The problem I’ve run into cues like this with some of my clients, is that there are just too many of them to achieve balanced posture and the gestalt is lost.  Often the tendency will be to try to do all of the cues I’ve given at once rather than to tune into one at a time or even better how that one cue is effecting the total experience.  This generally leads to the opposite result of what I’m looking for which is that the person I’m working with starts walking like Robbie the Robot, hopelessly lost in the mental exercise of managing the cues.   For example, try letting your knees be soft while landing on the pad in front of the heel, while allowing the hips to shift back and keeping your eyes on the horizon.  While you’re at it, allow your arms to swing from your midline and let your jaw be soft, oh yeah, and don’t forget to breath.  It’s easy for these cues to become a bunch of tasks to pay attention to, but that’s not really the point.

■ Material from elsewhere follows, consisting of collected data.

PR #63, opened 2021-03-08
Activity

vitarb:
WIP implementation of activities


src/lib.rs
```diff
@@ -62,17 +70,24 @@ pub type Result<T, E = CoreError> = std::result::Result<T, E>;
...
 /// worker(s) using it.
 pub trait Core: Send + Sync {
-    /// Ask the core for some work, returning a [Task], which will eventually contain either a
-    /// [protos::coresdk::WfActivation] or an [protos::coresdk::ActivityTask]. It is then the
-    /// language SDK's responsibility to call the appropriate code with the provided inputs.
+    /// Ask the core for some work, returning a [Task], which will contain a [protos::coresdk::WfActivation].
+    /// It is then the language SDK's responsibility to call the appropriate code with the provided inputs.
     ///
     /// TODO: Examples
+    /// TODO: rename to poll_workflow_task and change result type to WfActivation
```
Sushisource, line 77: Might as well do the rename here

src/lib.rs
```diff
@@ -62,17 +70,24 @@ pub type Result<T, E = CoreError> = std::result::Result<T, E>;
...
     fn poll_task(&self, task_queue: &str) -> Result<Task>;
 
+    /// Ask the core for some work, returning a [protos::coresdk::Task], which will contain a [protos::coresdk::ActivityTask].
```
Sushisource, line 80: We should get rid of top-level Task -- though we can do that in the "refactor proto" PR if desired

Sushisource: You might wanna do it now though just because it removes a lot of pointless matching in this PR... up to you

src/lib.rs
```diff
@@ -380,6 +445,9 @@ pub enum CoreError {
     /// When thrown from complete_task, it means you should poll for a new task, receive a new
     /// task token, and complete that task.
     UnhandledCommandWhenCompleting,
+    /// Indicates that underlying function returned Ok, but result type was incorrect.
+    /// This is likely a result of a bug and should never happen.
+    UnexpectedResult,
```
Sushisource, line 450: Yeah I think this goes away if we get rid of top-level task type and only accept appropriate completions, so probably worth fixing those in this PR

src/machines/activity_state_machine.rs
```diff
@@ -42,17 +58,155 @@ fsm! {
...
-pub(super) enum ActivityMachineError {}
+#[derive(Debug, derive_more::Display)]
+pub(super) enum ActivityMachineCommand {
+    #[display(fmt = "Complete")]
+    Complete(Option<Payloads>),
+}
+
+#[derive(Debug, Clone, derive_more::Display)]
+pub(super) enum ActivityCancellationType {
+    /**
```
Sushisource, line 76: Make these actual docstrings

src/machines/activity_state_machine.rs
```diff
@@ -42,17 +58,155 @@ fsm! {
...
+}
 
-pub(super) enum ActivityCommand {}
+impl Default for ActivityCancellationType {
+    fn default() -> Self {
+        ActivityCancellationType::TryCancel
+    }
+}
+
+/// Creates a new, scheduled, activity as a [CancellableCommand]
```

I’m going to make a brash statement and say we live in a singularly focused culture.  While we may be getting better at multitasking on our iPhones, when was the last time you noticed your breath or whether your body is comfortable, while you send a tweet?  How about right now while you’re reading this?

This brings me back to the question of, what is the goal of movement education and more importantly, what is the gestalt that ties our experience together?  Some of my clients have articulated it as learning how to sit or walk or stand all over again.  That’s not far off, but I’ll offer another suggestion. To begin with, to feel better, but what does that really mean?  How about something like, “being able to maintain easy attention to your internal experience while participating in the world outside of your skin”?  Isn’t that really what’s happening when we feel good?  We are aware of our experience and we’re able to participate with others and engage with the world. Another way of putting it would be to balance internal and external experience.  When it comes down to it, most people come to see me with problems that stem from difficulty at listening to the inside, while doing something out in the world.  Another way of saying the same thing is that it’s easy to forget how to coordinate our internal experience while interacting and moving.  Hubert Godard, the brilliant Rolf Movement teacher uses the words coordination and perception to talk about the same thing.  Essentially, the majority of postural misalignments have to do with two things: 1. how we experience; and 2. How we express ourselves and interact with the world.  To achieve a balance between internal awareness or coordination and external focus requires a lifetime of practice, but the journey begins when we become aware of HOW to focus on either one (perception or coordination).

It will likely come to you as a surprise that core support doesn’t come from doing sit-ups, (a totally irrelevant exercise in developing core support), but instead comes from a balance of perception and coordination.  I’ll give an example.  While you’re sitting reading this article (assuming you’re sitting), your abs are probably not toned much and your awareness is most likely  on the words on the computer screen.  That’s ok.  See what happens if you take your eyes away from the screen and look out at the horizon, letting what you see come to you if you can.  There’s a reason why gymnasts mark the horizon with their eyes while they’re balancing. With one hand on your belly, press into the floor with your whole foot really feeling the floor, and draw your shoulder sockets and hip sockets back towards the back plane of your body (the hip socket is at the hip crease, right in the middle of the thigh).  You should feel a subtle toning or drawing in of the transverse abdominus muscles under your hand.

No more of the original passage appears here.